Un trajet court se traite le plus souvent en une seule journée.

1

Cadrage

Les deux adresses, les étages, le volume approximatif et la date visée. Dix minutes suffisent.

2

Repérage

Nous regardons les deux logements et l’endroit où un camion peut réellement s’arrêter de chaque côté.

3

Devis écrit

Ligne par ligne, valable trente jours, avec le portage et l’éventuel monte-meuble chiffrés séparément.

4

Préparation

Autorisations de stationnement aux deux adresses quand elles s’imposent, réservation du matériel, livraison des cartons.

5

Le jour J

Chargement le matin, transport, déchargement et remontage l’après-midi. État des lieux contradictoire signé.

Deux autorisations plutôt qu’une

C’est la particularité des trajets internes. Dès que le camion occupe une place publique, un trottoir ou une voie, une autorisation se demande en mairie. Sur un déménagement Nice vers Grasse, il en faut donc souvent deux, dans deux communes différentes, avec deux délais d’instruction.

Nous nous en chargeons des deux côtés dès la signature. C’est ce qui permet de tenir la journée sans perdre une matinée à chercher où se garer.

Autorisation de stationnement affichée sur un camion, trajet Nice vers Grasse

Nice vers Grasse : quitter le littoral pour monter sur le plateau

Un trajet en deux parties, autoroutier puis routier, et un centre ancien interdit aux gros gabarits.

Environ trente-sept kilomètres séparent Nice de Grasse, mais l’autoroute n’en couvre qu’une petite moitié. On file vers l’ouest sur l’A8, on sort à hauteur d’Antibes ou de Mougins, puis on quitte le littoral pour une route qui grimpe régulièrement jusqu’au plateau. La bascule est nette : la première partie dépend de la charge de l’A8 entre les échangeurs de l’agglomération niçoise, la seconde d’une route à une file par sens où l’on avance au rythme du véhicule de tête. À six heures, l’ensemble s’enchaîne proprement. À huit heures trente, les deux portions se dégradent en même temps, et l’écart se compte en dizaines de minutes plutôt qu’en minutes.

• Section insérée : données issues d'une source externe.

PR #4081, opened 2026-07-29
Restore Gum window focus after external font generation

### LINKED ISSUE #4078: Gum window loses foreground focus after bmfont.exe font generation finishes
## Problem

Running Gum through Visual Studio's debugger: create a new project, add Forms components. The font-generation popup appears after picking a destination (expected), but as soon as font generation finishes, the Gum window drops behind Visual Studio instead of staying in the foreground. No breakpoint is hit - it's a pure window-focus/z-order issue. User has to click Gum in the taskbar to bring it back.

## Root cause

`BmFontExeFileGenerator.GenerateFont` launches `bmfont.exe` with `ProcessStartInfo.UseShellExecute = true`. The shell-executed process gets its own top-level window and steals the foreground. When it exits, Windows doesn't automatically restore foreground focus to Gum - it goes to whatever the OS picks next (Visual Studio, since it's the debugger host here). No code in the call chain calls `Activate()`/`SetForegroundWindow()` on Gum's main window afterward.

Pre-existing since the original KernSmith integration (not a recent regression).

## Suggested improvement

After the bmfont.exe process exits, have the WPF-side caller of font generation re-activate Gum's main window (`mainWindow.Activate()`; may need a `SetForegroundWindow`/`AllowSetForegroundWindow` P/Invoke fallback since Windows throttles `Activate()` calls from a non-foreground process).

## Source

- `Tools/Gum.ProjectServices/FontGeneration/BmFontExeFileGenerator.cs:48-55` - the `UseShellExecute = true` launch.
- `BmFontExeFileGenerator` lives in the headless `Gum.ProjectServices` project (no WPF reference) - the actual fix belongs in whichever WPF caller invokes font generation for Add Forms; that call site still needs to be traced.

vchelaru:
## Summary

- New projects default to `FontGeneratorType.KernSmith` (in-process, no external window), so an earlier version of this PR that hooked `BmFontExeFileGenerator`'s process exit never actually fired for the reported repro.
- The real "popup" from the issue is Gum's own `Spinner` window (`Gum/Controls/Spinner.xaml`), shown during any bulk font-generation pass (Add Forms, project load, etc.) regardless of backend. WPF's `Window.Hide()` doesn't restore focus to its owner, so closing it can hand focus to whatever else is in the z-order (Visual Studio, when running Gum under the debugger).
- Fix: `ToolFontGenerationCallbacks.SpinnerHandle.Dispose()` now calls a new `IGuiCommands.ActivateMainWindow()` right after hiding the spinner. Covers both `BmFont` and `KernSmith` since both share the same spinner.
- `GuiCommands.ActivateMainWindow()` uses `Window.Activate()` plus the standard `AttachThreadInput` workaround to force `SetForegroundWindow` to succeed from a background process (`AllowSetForegroundWindow` only helps when called *by* the current foreground process, so it doesn't apply here).

Closes #4078

## Test plan
- [x] Unit tests (`ToolFontGenerationCallbacksTests`) — green
- [x] `GumFull.sln` builds clean
- [ ] Manual: repro steps below

Manual test: needed — real OS focus/z-order effect, can't be asserted headlessly.
1. Open the worktree's `Gum.sln` in Visual Studio, run Gum under the debugger (F5).
2. Create a new project, then use "Add Forms Components" and pick a destination.
3. Once font generation finishes, Gum should stay in the foreground instead of dropping behind Visual Studio.

### DIFF
--- a/Gum/Commands/GuiCommands.cs
+++ b/Gum/Commands/GuiCommands.cs
@@ -137,7 +137,11 @@ public class GuiCommands : IGuiCommands
     /// <inheritdoc/>
     public void ActivateMainWindow()
     {
-        if (Application.Current?.MainWindow is not { } mainWindow)
+        // IsLoaded: font generation can run before the main window has completed its Show()
+        // sequence (e.g. during initial project load at startup) - Activate() throws
+        // InvalidOperationException ("Cannot call DragMove or Activate before a Window is shown")
+        // if called that early.
+        if (Application.Current?.MainWindow is not { IsLoaded: true } mainWindow)
         {
             return;
         }
--- a/Gum/Commands/GuiCommands.cs
+++ b/Gum/Commands/GuiCommands.cs
@@ -142,24 +142,50 @@ public class GuiCommands : IGuiCommands
             return;
         }
 
-        mainWindow.Activate();
-
-        // Windows throttles Activate() calls from a background process - grant this process
-        // permission to steal foreground focus first, then take it directly via Win32.
         // EnsureHandle forces the Win32 HWND to be created if it doesn't exist yet.
         IntPtr windowHandle = new WindowInteropHelper(mainWindow).EnsureHandle();
-        NativeMethods.AllowSetForegroundWindow(NativeMethods.ASFW_ANY);
-        NativeMethods.SetForegroundWindow(windowHandle);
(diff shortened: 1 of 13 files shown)


vchelaru:
Manual test passed: new project -> Add Forms Components -> font generation finishes -> Gum stays in the foreground, no crash.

Côté niçois, ce sont souvent les quartiers du nord de la ville qui sont concernés, autour de Libération et de Borriglione. On y trouve des immeubles de rapport et des constructions d’après-guerre, des rues à sens unique, des livraisons de commerces qui occupent les emplacements dès l’aube, et un secteur classé en aire piétonne où la circulation motorisée est interdite. La demande de stationnement s’y anticipe de cinq jours ouvrés au minimum, et de sept lorsque l’emplacement visé n’est pas un stationnement configuré. Le matériel de signalisation reste à la charge du demandeur. Un repérage préalable évite de découvrir le matin même qu’une place réservée est en réalité inutilisable pour un long véhicule.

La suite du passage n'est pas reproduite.